GOAL OF THE EXERCISE: Give the number of lines below that hold "await", and only that.

[DATA FOR REVIEW — start]

PR #231, opened 2023-08-21
[Popover] Create component + Add Elevation

somethiiing:
- Add elevation
- Add Popover component + stories + tests

image


emmanuelgamboa09:
@christianvuerings if you have a chance can you look this over since im going to need it for the navbar and I haven't really reviewed stuff on syntax yet so not to sure on what we generally look out for here

packages/syntax-floating-components/src/Popover/Popover.module.css
```diff
@@ -0,0 +1,7 @@
+.popoverContent {
+  box-sizing: border-box;
+  background-color: var(--color-base-white);
+  padding: 28px;
+  border-radius: 24px;
+  width: 352px;
```
emmanuelgamboa09, line 6: Ideally I would like to pass in the width I want. But one thing to note this will be annoying on devices smaller than 352px. If we are forced to set a width i think it makes sense to set this to maxWidth of 352px. Just so if it needs to shrink down it can. But again ideally would like to pass in my own widths and maxWidths lol.

emmanuelgamboa09: maybe atleast make lg md sm size popovers or something lol.

somethiiing: oh we can get rid of sizes, we discussed that with aj yesterday. ill get rid of it now

somethiiing: itll take in a width that you can pass in

emmanuelgamboa09: maxWidth and width field please

emmanuelgamboa09 (approved):
lgtm. May want other eyes on it but seems good to me.

PR #234, opened 2023-08-29
Chip: Add Component

ChessyHsu:
Add chip component + stories + tests

https://github.com/Cambly/syntax/assets/17971529/402265ab-2f89-4370-9c2d-e8af2f9c803c


packages/syntax-core/src/Chip/Chip.test.tsx
```diff
@@ -0,0 +1,60 @@
...
+    const handleClick = vi.fn();
+    render(
+      <Chip
+        data-testid="button-test-id"
+        onChange={handleClick}
+        text="text on chip"
+      />,
+    );
+    expect(screen.getByTestId("button-test-id")).toBeInTheDocument();
+  });
```
christianvuerings, line 59: @ChessyHsu could you also add a check for the `aria-pressed` value?

```tsx
  it("sets the correct pressed state", async () => {
    function ChipInteractive() {
      const [selected, setSelected] = useState(false);

      return (
        <Chip
          data-testid="button-test-id"
          onChange={() => setSelected(!selected)}
          selected={selected}
          text="text on chip"
        />
      );
    }
    render(<ChipInteractive />);
    const chip = await screen.findByTestId("button-test-id");
    expect(chip).toHaveAttribute("aria-pressed", "false");
    await userEvent.click(chip);
    expect(chip).toHaveAttribute("aria-pressed", "true");
  });
```

christianvuerings (commented):
@ChessyHsu Thanks for adding this component! Please add a changeset by running `pnpm changeset` (should be a minor release)

christianvuerings (approved):
@ChessyHsu looks great! Thanks for making all the updates

PR #242, opened 2023-09-07
Chip: Update chip to have cursor on hover

somethiiing:
Chip is a clickable element and should have a cursor on hover. Adding `cursor: pointer` should fix this issue.

https://www.loom.com/share/14724ecbb04f499999bed4ed8b46374b


joemanley201 (approved):

ChessyHsu:
LGTM!!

[DATA FOR REVIEW — finish]

SOLUTION: 2